>>>

PR #1748, opened 2026-09-02
Draft: Optimize project condition resolution

MyPyDavid:
* use the new Django `field_id` getter instead of `field.id`
* ~add a `.for_condition_resolution(self)` method to the `ValueQuerySet`~
* use and re-use a `values_by_attribute` dict of lists for the `resolve` action

### DIFF
--- a/rdmo/projects/utils.py
+++ b/rdmo/projects/utils.py
@@ -33,9 +33,17 @@ def is_last_owner(project, user):
         return False
 
 
-def check_conditions(conditions, values, set_prefix=None, set_index=None):
+def compute_values_by_attribute(values):
+    values_by_attribute = defaultdict(list)
+    for value in values:
+        values_by_attribute[value.attribute_id].append(value)
+    return values_by_attribute
+
+
+def check_conditions(conditions, values_by_attribute, set_prefix=None, set_index=None):
     if conditions:
         for condition in conditions:
+            values = values_by_attribute.get(condition.source_id, ())
             if condition.resolve(values, set_prefix, set_index):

<<<

- **YOUR ASSIGNMENT**: From the first line to the last, please write out the entries exactly.

- **WRITTEN ANSWER**:
PR #1748, opened 2026-09-02
Draft: Optimize project condition resolution

MyPyDavid:
* use the new Django `field_id` getter instead of `field.id`
* ~add a `.for_condition_resolution(self)` method to the `ValueQuerySet`~
* use and re-use a `values_by_attribute` dict of lists for the `resolve` action

### DIFF
--- a/rdmo/projects/utils.py
+++ b/rdmo/projects/utils.py
@@ -33,9 +33,17 @@ def is_last_owner(project, user):
         return False
 
 
-def check_conditions(conditions, values, set_prefix=None, set_index=None):
+def compute_values_by_attribute(values):
+    values_by_attribute = defaultdict(list)
+    for value in values:
+        values_by_attribute[value.attribute_id].append(value)
+    return values_by_attribute
+
+
+def check_conditions(conditions, values_by_attribute, set_prefix=None, set_index=None):
     if conditions:
         for condition in conditions:
+            values = values_by_attribute.get(condition.source_id, ())
             if condition.resolve(values, set_prefix, set_index):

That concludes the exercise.